Мама закрыла лицо руками и шатаясь вышла из комнаты. Из кабинета до меня долетал глухой шум голосов. Папа кричал, бабуся стонала, мама плакала. Но в эту минуту мне было до них решительно все равно. Я очерствела к ним. Их горе казалось мне смешным, их слезы — поддельными.

Я не помню, как это вышло, что я очутилась в кабинете. Сама ли я пошла туда, или меня насильно вытащили, но помню, что в продолжение многих минут меня все оскорбляли. Папа стоял передо мною с налитыми кровью глазами, с поднятыми кулаками, и кричал мне в лицо, что я негодная девчонка и что меня следовало бы выпороть. Я никогда не видала его таким. Мама твердила мне о неблагодарности, о том, что она всю жизнь посвятила нашему воспитанию. Бабуся только качала головой и беззвучно плакала.

— Ты извинишься перед ним… Не ты, а я конечно за тебя, но… но ты за это подчинишься моему решению, каково бы оно ни было!.. — кричал папа.

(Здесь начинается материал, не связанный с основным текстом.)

PR #851, opened 2026-09-03
Add advanced code review metrics view

dayland:
Adds a dedicated advanced Code Review metrics view and restores detailed PR Review diagnostics using the typed metrics contracts introduced by #865.

With #860 merged, `benchmark_version` and `agent_version` remain the canonical benchmark and harness identity fields, and `engine-sha` remains the workflow override for unpublished comparison runs. This PR adds the PR Review-specific analysis layer:

- Extends `PRReviewMetrics` with optional knowledge, sub-skill, and BCQuality lineage fields while keeping shared `AgentMetrics` limited to stable core measurements
- Parses and persists selected schema-v1 usage diagnostics, including cached/cache-creation/reasoning tokens, API-call outcomes, malformed records, and telemetry coverage
- Derives BCQuality article retained, pruned, used, and suppressed counts plus executed and skipped sub-skill counts from review artifacts
- Treats missing optional filter/findings diagnostics as unavailable rather than failing an otherwise valid evaluation, while malformed artifacts still fail explicitly
- Aggregates optional diagnostics using only runs that reported each metric, preserving unavailable historical values as null rather than zero
- Records the actual internal Copilot CLI version from `_run-metrics.json` and resolves BCQuality repository/commit/content version from the engine config and prepared checkout directly into PR Review result artifacts
- Keeps the shared summarization workflow generic; no PR Review-specific provenance inputs are added
- Maps the legacy `bc_alagents_commit` field to `agent_version` when loading already-published PR Review rows
- Keeps the default Code Review leaderboards aligned with other BC-Bench categories and shows detailed lineage only in the advanced engineering view

`premium_requests` remains validated as part of the incoming engine schema but is intentionally not persisted or displayed, matching #865's selected diagnostics contract.

The default PR Review pin moves to BC-ALAgents `fdc02d7020632795810057500d62cff2a61513d7`, which includes the merged microsoft/BC-ALAgents#62 change required to persist sub-results for complete article and executed-sub-skill diagnostics.


dayland:
Marking this draft while the advanced data contract is completed. BC-ALAgents currently logs BCQuality filtering/consumption but does not persist article retained, pruned, cited/used, sub-skill execution, or usage-completeness diagnostics into BC-Bench result artifacts, so this page cannot yet show the requested full performance set.

haoranpb (commented):
@dayland I think lots of the changes here is not needed, if we strictly follow the [versioning policy](https://github.com/microsoft/BC-Bench/blob/main/CONTRIBUTING.md#versioning-policy) of BC-Bench.

A version of BC-Bench, e.g. [v0.10.0](https://github.com/microsoft/BC-Bench/releases/tag/v0.10.0), specifically list the version of all agent harness.

So a fixed version of BC-Bench should point to a fixed version of all agent harnesses, which should then points to fixed versions of bcquality etc

Note: the version of BC-Bench is already collected as part of the results

dayland:
@haoranpb That makes sense as the intended versioning contract. Would you be open to a thin compromise where we keep the exact pins in the persisted result identity and aggregation key, but only show them compactly as an **Evaluation Stack** cell on the dashboard?

The release remains the canonical description, while the abbreviated BC-Bench, BC-ALAgents, and BCQuality identities save analysts from reconstructing the transitive pins for each row. This also prevents accidental aggregation if results are produced from different commits or experimental pins under the same in-development benchmark version.

haoranpb:
> Sun Haoran (@haoranpb) That makes sense as the intended versioning contract. Would you be open to a thin compromise where we keep the exact pins in the persisted result identity and aggregation key, but only show them compactly as an **Evaluation Stack** cell on the dashboard?
> 
> The release remains the canonical description, while the abbreviated BC-Bench, BC-ALAgents, and BCQuality identities save analysts from reconstructing the transitive pins for each row. This also prevents accidental aggregation if results are produced from different commits or experimental pins under the same in-development benchmark version.

@dayland Good point, you pointed out a very valid gap in the current design:
> we can't really experiment with agent harness version.

We never had that need before PR Review Agent, after some thought, what do you think about this #860 ? Could it be an alternative to what we are trying to achieve here? Or at least partly

haoranpb (changes requested):
With #860 merged,can we trim this to persisting and displaying the required diagnostics? `benchmark_version` and `agent_version` already identify the setup, so I’m not sure we need five extra inputs on the shared summarization workflow.

I understand the convenience of showing the BCQuality version, but the recorded BC-ALAgents SHA already pins it. Could we resolve `bcquality-commit` in the notebooks for deeper analysis instead of passing it through the evaluation workflows?

---

Or, alternatively, collect and resolve the dependency chain as part of the evaluation result

src/bcbench/agent/pr_review/metrics.py
```diff
@@ -76,10 +100,69 @@ def _load_run_metrics(path: Path) -> _RunMetrics:
         raise AgentError(f"Engine run metrics artifact {path} does not satisfy schema version 1: {exc}") from exc
 
 
-def build_pr_review_metrics(output_dir: Path, execution_time: float) -> AgentMetrics:
+def _load_filter_report(path: Path) -> _FilterReport:
+    if not path.exists():
+        raise AgentError(f"BCQuality filter report not found at {path}.")
+    try:
```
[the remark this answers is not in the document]
dayland: Addressed in ea89f12e. A missing `_filter-report.json` now leaves `knowledge_pruned` unavailable (`null`) without failing the evaluation; malformed reports still raise an explicit error.

src/bcbench/agent/pr_review/metrics.py
```diff
@@ -76,10 +100,69 @@ def _load_run_metrics(path: Path) -> _RunMetrics:
...
+    except ValidationError as exc:
+        raise AgentError(f"BCQuality filter report {path} has an invalid shape: {exc}") from exc
+
+
+def _count_available_knowledge(bcquality_root: Path) -> int:
+    def is_knowledge_file(path: Path) -> bool:
+        parts = path.relative_to(bcquality_root).parts
+        return len(parts) >= 3 and parts[0].lower() in _KNOWLEDGE_LAYERS and parts[1].lower() == "knowledge"
+
+    return sum(1 for path in bcquality_root.rglob("*.md") if path.is_file() and is_knowledge_file(path))
```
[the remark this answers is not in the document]
dayland: Addressed in ea89f12e. The BCQuality knowledge inventory count is cached by resolved checkout path for the process lifetime, with regression coverage.

src/bcbench/agent/pr_review/metrics.py
```diff
@@ -76,10 +100,69 @@ def _load_run_metrics(path: Path) -> _RunMetrics:
...
+        for item in collection:
+            if not isinstance(item, dict):
+                continue
+            references = item.get("references", [])
+            if not isinstance(references, list):
+                continue
+            for reference in references:
+                if isinstance(reference, dict) and isinstance(reference.get("path"), str) and reference["path"]:
+                    cited.add(reference["path"].replace("\\", "/").lower())
+
```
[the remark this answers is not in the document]
dayland: Addressed in ea89f12e. References are normalized and counted only when they resolve to a `<layer>/knowledge/**/*.md` path; skill/non-knowledge references and traversal paths are excluded.

.github/actions/install-agent-harnesses/action.yml
```diff
@@ -46,3 +58,22 @@ runs:
...
+        $version = [regex]::Match($config, '(?m)^\s*version:\s*["'']?(?<value>[^"''\s]+)["'']?\s*$').Groups['value'].Value
+        if (-not $repo -or -not $commit -or -not $version) {
+          throw "Could not resolve BCQuality identity from $configPath"
+        }
+        $repo = $repo -replace '^https://github.com/', '' -replace '\.git$', ''
+
+        "copilot-cli-version=1.0.82" >> $env:GITHUB_OUTPUT
+        "bcquality-repository=$repo" >> $env:GITHUB_OUTPUT
+        "bcquality-commit=$commit" >> $env:GITHUB_OUTPUT
+        "bcquality-version=$version" >> $env:GITHUB_OUTPUT
```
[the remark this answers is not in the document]
dayland: Addressed in ea89f12e by removing the action provenance outputs entirely. The Copilot CLI version now comes from the engine `_run-metrics.json`, and BCQuality identity is resolved from the engine config plus the actual prepared checkout commit.

dayland:
Addressed the latest review feedback in `ea89f12e`. The five PR Review-specific inputs have been removed from the shared summarization workflow. Advanced-only provenance is now derived inside the evaluation result from `_run-metrics.json`, the engine BCQuality config, and the actual prepared checkout commit. The diagnostic correctness/performance comments were also addressed: missing filter reports produce null diagnostics, inventory counting is cached, and article references are normalized and restricted to knowledge paths.

dayland:
Updated #851 against the typed metrics contracts merged in #865.

- PR Review-only diagnostics and BCQuality lineage now live on `PRReviewMetrics`; shared `AgentMetrics` contains only core fields.
- The PR Review parser and timeout path return the concrete registered type.
- Summary extraction tolerates generic historical Code Review metrics that do not expose the optional PR Review fields.
- `premium_requests` was removed from persisted metrics, aggregate schemas, tests, and the advanced dashboard. It remains validated only as part of the incoming schema-v1 engine artifact.
- The PR description was updated to match the final scope.

The branch is current with `main`, and all local and GitHub checks pass.

docs/code-review.md
```diff
@@ -102,11 +103,12 @@ Unavailable AI credits remain `null` in bceval exports; observed zero remains ze
...
-      <th>Ver</th>
+      <th>Version</th>
     </tr>
   </thead>
   <tbody>
-    {% assign performance_results = site.data.code-review.aggregate | sort: "average_duration" %}
+    {% assign production_results = site.data.code-review.aggregate | where: "agent_name", "BC PR Review" %}
+    {% assign performance_results = production_results | sort: "average_duration" %}
     {% for agg in performance_results %}
     <tr>
```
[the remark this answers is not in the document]
dayland: Fixed in 554a55b7. The production performance loop now applies the same non-experiment condition as the baseline table, with a regression assertion that both production sections retain the filter.

src/bcbench/agent/pr_review/metrics.py
```diff
@@ -76,10 +107,118 @@ def _load_run_metrics(path: Path) -> _RunMetrics:
...
+    for index in range(len(parts) - 2):
+        if parts[index].lower() in _KNOWLEDGE_LAYERS and parts[index + 1].lower() == "knowledge":
+            return "/".join(parts[index:]).lower()
+    return None
+
+
+def _load_engine_diagnostics(path: Path) -> _EngineDiagnostics:
+    if not path.exists():
+        return _EngineDiagnostics(knowledge_used=0, knowledge_suppressed=0, sub_skills_executed=None, sub_skills_skipped=0)
+    try:
```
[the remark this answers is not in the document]
dayland: Fixed in 554a55b7. A missing findings artifact now produces null for all findings-derived diagnostics, while a present empty artifact produces measured zeros. Added parser and null-aware aggregation coverage for that distinction.

src/bcbench/results/summary.py
```diff
@@ -59,6 +71,15 @@ class EvaluationResultSummary(BaseModel, ABC):
...
 
     benchmark_version: str
+    copilot_cli_version: str | None = None
+    bcquality_repository: str | None = None
+    bcquality_commit: str | None = None
+    bcquality_version: str | None = None
+
+    @model_validator(mode="before")
+    @classmethod
+    def restore_legacy_agent_version(cls, payload: object) -> object:
```
haoranpb: It is part of the design that we don't do backwards compatability in BC-Bench, do we have a specific use case here?

src/bcbench/results/summary.py
```diff
@@ -102,6 +136,10 @@ def _base_fields(cls, results: Sequence[BaseEvaluationResult], run_id: str) -> d
             "github_run_id": run_id,
             "experiment": experiment,
             "benchmark_version": get_benchmark_version(),
+            "copilot_cli_version": consistent_metric_value("copilot_cli_version"),
```
haoranpb: Prefer typed reference over string, so functionalities like rename and find references can better be leveraged by coding agents (and human)

src/bcbench/results/summary.py
```diff
@@ -59,6 +71,15 @@ class EvaluationResultSummary(BaseModel, ABC):
     experiment: ExperimentConfiguration | None = None
 
     benchmark_version: str
+    copilot_cli_version: str | None = None
+    bcquality_repository: str | None = None
+    bcquality_commit: str | None = None
+    bcquality_version: str | None = None
```
haoranpb: Those properties are code-review category specific, should be moved into `CodeReviewResultSummary` defined in `results/codereview.py`

src/bcbench/results/leaderboard.py
```diff
@@ -35,6 +35,15 @@ class LeaderboardAggregate(BaseModel, ABC):
     average_duration: float
 
     benchmark_version: str
+    copilot_cli_version: str | None = None
```
haoranpb: Property belongs to code review specific subclass

src/bcbench/results/codereview.py
```diff
@@ -509,9 +528,25 @@ def average_metric(values: Sequence[int | float | None]) -> float | None:
                 "severity_mae": round(severity_mae, 3),
                 "valid_review_output_rate": round(valid_output_rate, 3),
                 "instance_results": {r.instance_id: round(r.f1, 6) for r in code_review_results},
-                "average_prompt_tokens": average_metric([result.metrics.prompt_tokens if result.metrics else None for result in code_review_results]),
-                "average_completion_tokens": average_metric([result.metrics.completion_tokens if result.metrics else None for result in code_review_results]),
-                "average_total_tokens": average_metric([result.metrics.total_tokens if result.metrics else None for result in code_review_results]),
-                "average_ai_credits": average_metric([result.metrics.ai_credits if result.metrics else None for result in code_review_results]),
+                "average_prompt_tokens": average_metric(metric_values("prompt_tokens")),
+                "average_completion_tokens": average_metric(metric_values("completion_tokens")),
```
haoranpb: prefer typed refernce over string

src/bcbench/agent/pr_review/metrics.py
```diff
@@ -76,10 +107,118 @@ def _load_run_metrics(path: Path) -> _RunMetrics:
...
+def _load_bcquality_identity(engine_root: Path, bcquality_root: Path) -> tuple[str, str, str] | None:
+    config_path = engine_root / "agents" / "ALReviewAgent" / "bcquality.config.yaml"
+    try:
+        config = yaml.safe_load(config_path.read_text(encoding="utf-8"))
+        bcquality = config["bcquality"]
+        repository = bcquality["repo"]
+        version = bcquality["version"]
+    except (OSError, TypeError, KeyError, yaml.YAMLError) as exc:
+        logger.warning(f"BCQuality provenance unavailable from {config_path}: {exc}")
+        return None
```
haoranpb: As we are still iterating on the code, consider let unexpected things fail loudly, so those behavior doesn't hide behind a green job

---

Same for few other places in this file

src/bcbench/results/summary.py
haoranpb: Maybe because we need to load the existing code review data? If so, let's do a one time data migration instead

src/bcbench/results/codereview.py
```diff
@@ -509,9 +528,25 @@ def average_metric(values: Sequence[int | float | None]) -> float | None:
...
+                "average_malformed_records": average_metric(metric_values("malformed_records")),
+                "average_knowledge_files": average_metric(metric_values("knowledge_files")),
+                "average_knowledge_pruned": average_metric(metric_values("knowledge_pruned")),
+                "average_knowledge_used": average_metric(metric_values("knowledge_used")),
+                "average_knowledge_suppressed": average_metric(metric_values("knowledge_suppressed")),
+                "average_sub_skills_executed": average_metric(metric_values("sub_skills_executed")),
+                "average_sub_skills_skipped": average_metric(metric_values("sub_skills_skipped")),
+                "token_coverage_rate": sum(value is not None for value in metric_values("total_tokens")) / total_results,
+                "credit_coverage_rate": sum(value is not None for value in metric_values("ai_credits")) / total_results,
+                "usage_complete_rate": sum(value is True for value in metric_values("usage_complete")) / total_results,
```
haoranpb: The baseline runs, i.e. without the PR Review Agent, but Copilot CLI directly, won't have those metrics, which is fine.

But this will calculate 0%, which is probably not the deisgn. Maybe we should allow `None` value here.

src/bcbench/results/summary.py
dayland: System.Collections.Hashtable.Body

src/bcbench/results/summary.py
dayland: System.Collections.Hashtable.Body

src/bcbench/results/summary.py
dayland: System.Collections.Hashtable.Body

src/bcbench/results/leaderboard.py
dayland: System.Collections.Hashtable.Body

src/bcbench/results/codereview.py
dayland: System.Collections.Hashtable.Body

src/bcbench/agent/pr_review/metrics.py
dayland: System.Collections.Hashtable.Body

src/bcbench/results/codereview.py
dayland: System.Collections.Hashtable.Body

src/bcbench/agent/pr_review/metrics.py
```diff
@@ -1,17 +1,66 @@
...
+FINDINGS_FILE_NAME = "al-code-review-findings.json"
+_KNOWLEDGE_LAYERS = {"microsoft", "community", "custom"}
 _NonNegativeInt = Annotated[int, Field(ge=0)]
 _NonNegativeFloat = Annotated[float, Field(ge=0)]
 
 
+class _FilterRemoval(BaseModel):
+    model_config = ConfigDict(extra="ignore", frozen=True)
+
+    kind: Literal["knowledge", "skill"]
```
gggdttt: Could we also accept `knowledge-sample` here? The pinned engine emits this when removing `.good.al` / `.bad.al` files from disabled layers. This happens with the default config too, since the community layer is disabled, so the parser will fail even after a successful review.

We should accept these records but keep counting only `knowledge` entries in `knowledge_pruned`.

gggdttt (changes requested):
Could we also accept `knowledge-sample` here? The pinned engine emits this when removing `.good.al` / `.bad.al` files from disabled layers. This happens with the default config too, since the community layer is disabled, so the parser will fail even after a successful review.


We should accept these records but keep counting only `knowledge` entries in `knowledge_pruned`

src/bcbench/results/summary.py
dayland: Addressed in 0d9c723b. Runtime backward compatibility was removed, and the checked-in Code Review dashboard data was migrated once from `bc_alagents_commit` to `agent_version`.

src/bcbench/results/summary.py
dayland: Addressed in 0d9c723b. Shared metric aggregation now uses typed `AgentMetrics` field references instead of string-based attribute lookup.

src/bcbench/results/summary.py
dayland: Addressed in 0d9c723b. PR Review provenance fields now live on `CodeReviewResultSummary` rather than the shared summary model.

src/bcbench/results/leaderboard.py
dayland: Addressed in 0d9c723b. PR Review provenance was moved from the shared leaderboard aggregate to `CodeReviewLeaderboardAggregate`.

src/bcbench/results/codereview.py
dayland: Addressed in 0d9c723b. Advanced diagnostics are aggregated from a narrowed `list[PRReviewMetrics]` using typed field references.

src/bcbench/agent/pr_review/metrics.py
dayland: Addressed in 0d9c723b. Existing malformed findings artifacts and invalid BCQuality identity/configuration now fail loudly; only genuinely absent optional diagnostics remain unavailable.

src/bcbench/results/codereview.py
dayland: Addressed in 0d9c723b. Runs without PR Review usage-completeness telemetry now preserve `usage_complete_rate` as unavailable instead of reporting a misleading 0%.

src/bcbench/agent/pr_review/metrics.py
```diff
@@ -76,10 +125,103 @@ def _load_run_metrics(path: Path) -> _RunMetrics:
...
+    for index in range(len(parts) - 2):
+        if parts[index].lower() in _KNOWLEDGE_LAYERS and parts[index + 1].lower() == "knowledge":
+            return "/".join(parts[index:]).lower()
+    return None
+
+
+def _load_engine_diagnostics(path: Path) -> _EngineDiagnostics:
+    if not path.exists():
+        raise AgentError(f"Engine findings artifact not found at {path}.")
+    try:
```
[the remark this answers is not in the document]
dayland: Addressed in c3226956. A missing `al-code-review-findings.json` now leaves all findings-derived optional diagnostics unavailable, while an existing malformed artifact still fails explicitly.

src/bcbench/results/codereview.py
```diff
@@ -509,9 +554,25 @@ def average_metric(values: Sequence[int | float | None]) -> float | None:
...
+                "average_knowledge_files": average_metric([metric.knowledge_files for metric in pr_review_metrics]),
+                "average_knowledge_pruned": average_metric([metric.knowledge_pruned for metric in pr_review_metrics]),
+                "average_knowledge_used": average_metric([metric.knowledge_used for metric in pr_review_metrics]),
+                "average_knowledge_suppressed": average_metric([metric.knowledge_suppressed for metric in pr_review_metrics]),
+                "average_sub_skills_executed": average_metric([metric.sub_skills_executed for metric in pr_review_metrics]),
+                "average_sub_skills_skipped": average_metric([metric.sub_skills_skipped for metric in pr_review_metrics]),
+                "token_coverage_rate": sum(metric.total_tokens is not None for metric in metrics) / total_results,
+                "credit_coverage_rate": sum(metric.ai_credits is not None for metric in metrics) / total_results,
+                "usage_complete_rate": sum(metric.usage_complete is True for metric in pr_review_metrics) / len(pr_review_metrics) if pr_review_metrics else None,
```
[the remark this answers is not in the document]
dayland: Addressed in c3226956. `usage_complete_rate` now excludes unavailable values from both numerator and denominator and remains unavailable when no task reports completeness.

src/bcbench/agent/pr_review/metrics.py
dayland: Addressed in c3226956. Filter reports now accept `knowledge-sample` removals, while only `knowledge` removals contribute to `knowledge_pruned`.

haoranpb (approved):
Sorry for the late review, got caught up on livesite.

Looks good but please trigger a run with this branch before you merge to verify everything is working as expected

— Ни за что! Ни за что! Я никому не хочу подчиняться! Я его презираю, а вас… вас я не уважаю больше, — ответила я, не помня себя от негодования.

— Молчать! Не-го-дяй-ка!..

Я лишилась чувств и упала на пол.

Когда я пришла в себя, я была в своей комнате, в постели и так слаба, что не могла повернуть головы; оказалось, что я уже шесть дней в постели. Около меня стояли люди с встревоженными лицами; я узнала экономку Лизу, горничную, Семена Андреевича и маму. Мама была бледна и худа. Очевидно боялись, что и я сойду вслед за Лидой. Папе сказали, что я пришла в себя, и он буквально прибежал в мою комнату, стал передо мной на колени и начал целовать мои исхудалые руки. Все значит было прощено и забыто; а может быть даже пришли к заключению, что я не в такой уж степени была не права, как это им казалось.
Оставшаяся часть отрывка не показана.